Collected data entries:
--- START ---

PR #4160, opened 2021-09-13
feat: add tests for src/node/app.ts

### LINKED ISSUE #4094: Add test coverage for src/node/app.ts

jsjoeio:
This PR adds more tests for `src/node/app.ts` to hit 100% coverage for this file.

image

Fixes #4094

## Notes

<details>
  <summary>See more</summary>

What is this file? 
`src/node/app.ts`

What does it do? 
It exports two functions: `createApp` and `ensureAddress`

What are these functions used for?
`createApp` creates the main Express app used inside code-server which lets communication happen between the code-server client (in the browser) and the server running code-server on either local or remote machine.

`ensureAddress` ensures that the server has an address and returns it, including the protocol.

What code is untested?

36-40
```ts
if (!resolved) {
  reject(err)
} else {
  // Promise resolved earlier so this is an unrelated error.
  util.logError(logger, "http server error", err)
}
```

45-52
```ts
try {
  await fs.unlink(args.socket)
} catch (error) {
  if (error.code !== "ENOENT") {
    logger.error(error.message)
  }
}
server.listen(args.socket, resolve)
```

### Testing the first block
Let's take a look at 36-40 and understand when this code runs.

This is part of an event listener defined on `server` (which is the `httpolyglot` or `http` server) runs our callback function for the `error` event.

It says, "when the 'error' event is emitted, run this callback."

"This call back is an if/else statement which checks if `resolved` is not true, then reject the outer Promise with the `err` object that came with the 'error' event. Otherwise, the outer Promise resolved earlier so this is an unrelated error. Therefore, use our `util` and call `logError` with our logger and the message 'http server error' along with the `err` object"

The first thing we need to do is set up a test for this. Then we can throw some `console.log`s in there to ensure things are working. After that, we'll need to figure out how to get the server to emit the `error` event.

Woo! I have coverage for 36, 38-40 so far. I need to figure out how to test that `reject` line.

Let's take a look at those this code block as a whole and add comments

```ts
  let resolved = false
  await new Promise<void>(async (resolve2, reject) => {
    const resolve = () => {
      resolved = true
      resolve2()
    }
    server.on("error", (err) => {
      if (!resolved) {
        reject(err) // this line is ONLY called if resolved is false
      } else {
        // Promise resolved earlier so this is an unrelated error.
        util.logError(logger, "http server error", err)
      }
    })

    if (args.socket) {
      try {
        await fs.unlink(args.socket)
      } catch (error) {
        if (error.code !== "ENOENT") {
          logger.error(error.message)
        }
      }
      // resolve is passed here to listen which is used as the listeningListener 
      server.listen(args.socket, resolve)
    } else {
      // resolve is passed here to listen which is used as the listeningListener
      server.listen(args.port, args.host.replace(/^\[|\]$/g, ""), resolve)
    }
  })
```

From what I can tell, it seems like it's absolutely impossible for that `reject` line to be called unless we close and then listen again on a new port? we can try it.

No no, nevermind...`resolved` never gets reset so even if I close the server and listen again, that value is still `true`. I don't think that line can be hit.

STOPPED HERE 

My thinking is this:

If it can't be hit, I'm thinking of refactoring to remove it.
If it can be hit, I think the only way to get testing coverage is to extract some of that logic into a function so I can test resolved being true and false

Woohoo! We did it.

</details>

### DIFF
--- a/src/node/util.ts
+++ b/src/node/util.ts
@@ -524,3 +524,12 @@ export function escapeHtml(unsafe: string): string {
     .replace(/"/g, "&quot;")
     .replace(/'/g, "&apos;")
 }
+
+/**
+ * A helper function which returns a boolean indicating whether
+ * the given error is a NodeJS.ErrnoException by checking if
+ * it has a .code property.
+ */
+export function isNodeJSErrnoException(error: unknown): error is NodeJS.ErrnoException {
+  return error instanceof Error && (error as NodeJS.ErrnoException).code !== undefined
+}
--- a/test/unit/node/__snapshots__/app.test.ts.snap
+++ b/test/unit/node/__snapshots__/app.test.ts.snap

--- END ---
--- START ---

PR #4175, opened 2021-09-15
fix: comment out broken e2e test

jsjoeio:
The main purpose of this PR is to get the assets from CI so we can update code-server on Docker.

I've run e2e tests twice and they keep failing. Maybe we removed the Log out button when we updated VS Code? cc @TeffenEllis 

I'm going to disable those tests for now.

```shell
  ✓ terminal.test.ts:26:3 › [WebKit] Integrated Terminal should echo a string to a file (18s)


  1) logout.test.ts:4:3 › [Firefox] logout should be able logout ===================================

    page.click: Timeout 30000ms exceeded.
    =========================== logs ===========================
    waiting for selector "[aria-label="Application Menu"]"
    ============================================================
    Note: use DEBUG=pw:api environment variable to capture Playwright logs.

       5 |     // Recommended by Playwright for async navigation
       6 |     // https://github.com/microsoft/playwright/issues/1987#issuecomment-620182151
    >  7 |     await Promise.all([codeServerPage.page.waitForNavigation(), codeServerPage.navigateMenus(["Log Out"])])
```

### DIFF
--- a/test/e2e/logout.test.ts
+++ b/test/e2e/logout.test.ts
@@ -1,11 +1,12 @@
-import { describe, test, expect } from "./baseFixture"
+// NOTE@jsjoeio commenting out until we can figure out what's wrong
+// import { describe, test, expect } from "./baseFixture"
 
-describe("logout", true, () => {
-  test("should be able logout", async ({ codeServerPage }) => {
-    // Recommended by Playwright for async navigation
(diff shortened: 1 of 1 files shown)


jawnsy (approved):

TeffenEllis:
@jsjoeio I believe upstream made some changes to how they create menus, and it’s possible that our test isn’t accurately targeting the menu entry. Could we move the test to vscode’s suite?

--- END ---

Work request = Please give an exact copy of the entries above, from the line with "What are these functions used for?" down to the line with "is emitted, run", inclusive, and nothing else.

Written reply =
What are these functions used for?
`createApp` creates the main Express app used inside code-server which lets communication happen between the code-server client (in the browser) and the server running code-server on either local or remote machine.

`ensureAddress` ensures that the server has an address and returns it, including the protocol.

What code is untested?

36-40
```ts
if (!resolved) {
  reject(err)
} else {
  // Promise resolved earlier so this is an unrelated error.
  util.logError(logger, "http server error", err)
}
```

45-52
```ts
try {
  await fs.unlink(args.socket)
} catch (error) {
  if (error.code !== "ENOENT") {
    logger.error(error.message)
  }
}
server.listen(args.socket, resolve)
```

### Testing the first block
Let's take a look at 36-40 and understand when this code runs.

This is part of an event listener defined on `server` (which is the `httpolyglot` or `http` server) runs our callback function for the `error` event.

It says, "when the 'error' event is emitted, run this callback."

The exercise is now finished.